§ AIM OF THE EXERCISE
Find the line containing "dozens or hundreds)" in the entries below. Restate it and each line after it, word for word, up to and including the line containing "4. If there's".
━━ RECORDED INFORMATION ━━
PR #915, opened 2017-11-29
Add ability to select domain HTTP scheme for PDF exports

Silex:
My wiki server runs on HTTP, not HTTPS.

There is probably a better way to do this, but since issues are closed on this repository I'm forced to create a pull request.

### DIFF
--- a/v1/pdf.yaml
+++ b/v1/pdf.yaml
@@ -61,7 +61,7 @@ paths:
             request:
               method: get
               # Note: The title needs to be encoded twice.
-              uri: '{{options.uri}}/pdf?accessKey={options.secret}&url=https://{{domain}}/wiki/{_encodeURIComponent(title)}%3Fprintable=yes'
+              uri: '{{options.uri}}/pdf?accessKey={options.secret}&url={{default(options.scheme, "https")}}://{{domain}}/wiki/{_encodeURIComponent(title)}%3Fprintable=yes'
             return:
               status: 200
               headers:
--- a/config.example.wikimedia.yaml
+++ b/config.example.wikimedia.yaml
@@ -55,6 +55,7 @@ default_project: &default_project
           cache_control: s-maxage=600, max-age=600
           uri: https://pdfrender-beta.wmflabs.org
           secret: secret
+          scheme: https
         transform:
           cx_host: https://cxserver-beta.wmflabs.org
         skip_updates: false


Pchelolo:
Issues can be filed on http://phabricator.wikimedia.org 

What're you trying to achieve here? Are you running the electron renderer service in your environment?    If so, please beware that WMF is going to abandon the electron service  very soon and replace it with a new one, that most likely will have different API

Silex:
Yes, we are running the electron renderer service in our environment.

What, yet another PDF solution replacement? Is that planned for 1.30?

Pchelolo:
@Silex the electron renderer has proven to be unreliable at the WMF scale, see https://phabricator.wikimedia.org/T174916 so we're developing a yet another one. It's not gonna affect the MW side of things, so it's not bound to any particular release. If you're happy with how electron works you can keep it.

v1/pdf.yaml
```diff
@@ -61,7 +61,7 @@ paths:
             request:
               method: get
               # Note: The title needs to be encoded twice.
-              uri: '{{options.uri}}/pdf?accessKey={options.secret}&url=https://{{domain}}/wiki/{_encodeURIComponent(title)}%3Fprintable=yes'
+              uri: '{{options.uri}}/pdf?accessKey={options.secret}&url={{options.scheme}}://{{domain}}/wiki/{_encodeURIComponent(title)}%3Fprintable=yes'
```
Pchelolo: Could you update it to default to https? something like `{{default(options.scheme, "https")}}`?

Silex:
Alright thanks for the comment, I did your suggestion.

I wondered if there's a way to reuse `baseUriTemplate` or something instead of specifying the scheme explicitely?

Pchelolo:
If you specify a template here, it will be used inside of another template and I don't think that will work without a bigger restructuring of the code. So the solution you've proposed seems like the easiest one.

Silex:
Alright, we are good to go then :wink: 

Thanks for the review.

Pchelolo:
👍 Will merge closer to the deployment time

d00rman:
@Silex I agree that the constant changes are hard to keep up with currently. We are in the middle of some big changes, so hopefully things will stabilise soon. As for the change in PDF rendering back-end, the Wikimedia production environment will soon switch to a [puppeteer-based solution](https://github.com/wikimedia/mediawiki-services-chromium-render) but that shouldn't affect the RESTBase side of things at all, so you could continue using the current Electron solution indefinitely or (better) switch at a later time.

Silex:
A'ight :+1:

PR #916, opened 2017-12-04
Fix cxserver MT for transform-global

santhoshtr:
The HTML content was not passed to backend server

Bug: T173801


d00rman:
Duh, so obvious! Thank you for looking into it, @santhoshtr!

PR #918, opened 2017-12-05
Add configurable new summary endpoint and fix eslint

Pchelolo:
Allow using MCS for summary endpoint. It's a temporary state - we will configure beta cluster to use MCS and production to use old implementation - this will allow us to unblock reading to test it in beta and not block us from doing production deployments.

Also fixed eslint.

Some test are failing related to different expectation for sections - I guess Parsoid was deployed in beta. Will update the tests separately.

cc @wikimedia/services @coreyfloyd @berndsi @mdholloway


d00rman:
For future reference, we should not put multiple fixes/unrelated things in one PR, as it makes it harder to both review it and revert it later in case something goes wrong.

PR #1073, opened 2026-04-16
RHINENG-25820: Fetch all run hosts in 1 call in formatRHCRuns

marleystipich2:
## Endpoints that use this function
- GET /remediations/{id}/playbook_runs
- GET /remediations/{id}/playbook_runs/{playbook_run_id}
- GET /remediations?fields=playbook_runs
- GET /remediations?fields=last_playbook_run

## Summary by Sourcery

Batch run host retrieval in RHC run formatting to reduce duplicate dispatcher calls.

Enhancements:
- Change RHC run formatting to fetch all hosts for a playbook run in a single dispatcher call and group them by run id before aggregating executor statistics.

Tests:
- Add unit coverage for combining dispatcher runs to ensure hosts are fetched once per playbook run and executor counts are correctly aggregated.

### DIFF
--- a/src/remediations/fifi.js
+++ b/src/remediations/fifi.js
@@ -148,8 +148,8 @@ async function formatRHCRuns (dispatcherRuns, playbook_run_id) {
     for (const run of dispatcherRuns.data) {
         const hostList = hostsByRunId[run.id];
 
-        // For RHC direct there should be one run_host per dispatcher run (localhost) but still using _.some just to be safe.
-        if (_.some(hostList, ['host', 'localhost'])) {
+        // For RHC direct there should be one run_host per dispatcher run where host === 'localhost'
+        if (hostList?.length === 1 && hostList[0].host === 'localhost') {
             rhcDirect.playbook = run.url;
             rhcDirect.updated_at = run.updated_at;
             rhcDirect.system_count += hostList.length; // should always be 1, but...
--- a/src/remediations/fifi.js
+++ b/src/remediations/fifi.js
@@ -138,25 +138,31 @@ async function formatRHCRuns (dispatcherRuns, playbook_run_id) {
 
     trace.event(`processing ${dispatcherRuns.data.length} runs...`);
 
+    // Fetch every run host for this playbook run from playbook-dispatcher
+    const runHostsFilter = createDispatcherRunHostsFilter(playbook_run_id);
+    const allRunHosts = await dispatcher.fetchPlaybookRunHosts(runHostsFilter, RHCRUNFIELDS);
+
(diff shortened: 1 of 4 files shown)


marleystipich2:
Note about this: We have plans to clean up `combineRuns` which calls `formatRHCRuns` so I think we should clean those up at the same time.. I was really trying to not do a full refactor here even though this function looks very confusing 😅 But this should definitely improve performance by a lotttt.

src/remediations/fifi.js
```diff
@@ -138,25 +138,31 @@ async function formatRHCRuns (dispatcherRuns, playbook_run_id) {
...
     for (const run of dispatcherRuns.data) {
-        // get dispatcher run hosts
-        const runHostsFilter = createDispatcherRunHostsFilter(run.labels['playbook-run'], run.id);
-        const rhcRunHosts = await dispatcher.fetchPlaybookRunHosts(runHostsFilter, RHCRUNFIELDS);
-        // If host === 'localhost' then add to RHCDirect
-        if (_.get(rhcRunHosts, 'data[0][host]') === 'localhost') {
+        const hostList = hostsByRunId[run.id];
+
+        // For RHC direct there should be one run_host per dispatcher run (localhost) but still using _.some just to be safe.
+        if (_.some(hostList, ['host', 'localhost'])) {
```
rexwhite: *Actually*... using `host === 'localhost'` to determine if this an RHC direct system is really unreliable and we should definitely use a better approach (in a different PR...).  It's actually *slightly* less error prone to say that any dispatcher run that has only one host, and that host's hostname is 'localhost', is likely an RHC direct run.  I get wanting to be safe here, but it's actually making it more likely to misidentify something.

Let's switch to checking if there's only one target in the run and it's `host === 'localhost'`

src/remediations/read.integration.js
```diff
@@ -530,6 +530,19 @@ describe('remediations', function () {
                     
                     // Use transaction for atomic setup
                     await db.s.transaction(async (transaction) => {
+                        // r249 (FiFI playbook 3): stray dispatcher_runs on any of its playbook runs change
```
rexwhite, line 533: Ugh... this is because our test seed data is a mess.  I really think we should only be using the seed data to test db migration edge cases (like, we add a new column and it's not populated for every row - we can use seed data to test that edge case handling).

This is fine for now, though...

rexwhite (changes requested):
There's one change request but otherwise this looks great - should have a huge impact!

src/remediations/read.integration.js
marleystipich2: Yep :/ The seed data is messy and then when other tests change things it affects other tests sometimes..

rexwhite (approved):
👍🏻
━━━
━━ RECORDED INFORMATION ━━
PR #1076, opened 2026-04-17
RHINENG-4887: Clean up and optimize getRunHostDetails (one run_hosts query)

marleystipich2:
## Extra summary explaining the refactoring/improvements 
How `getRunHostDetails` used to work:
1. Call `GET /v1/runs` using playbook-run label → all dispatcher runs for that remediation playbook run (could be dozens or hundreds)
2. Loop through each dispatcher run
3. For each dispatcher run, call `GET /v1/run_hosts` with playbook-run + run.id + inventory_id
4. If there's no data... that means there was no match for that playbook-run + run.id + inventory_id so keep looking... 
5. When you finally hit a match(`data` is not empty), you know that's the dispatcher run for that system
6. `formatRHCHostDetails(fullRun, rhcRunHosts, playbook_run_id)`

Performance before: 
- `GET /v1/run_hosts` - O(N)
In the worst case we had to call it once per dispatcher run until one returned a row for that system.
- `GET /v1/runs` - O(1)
━━━
§ FINISHED EXERCISE
1. Call `GET /v1/runs` using playbook-run label → all dispatcher runs for that remediation playbook run (could be dozens or hundreds)
2. Loop through each dispatcher run
3. For each dispatcher run, call `GET /v1/run_hosts` with playbook-run + run.id + inventory_id
4. If there's no data... that means there was no match for that playbook-run + run.id + inventory_id so keep looking... 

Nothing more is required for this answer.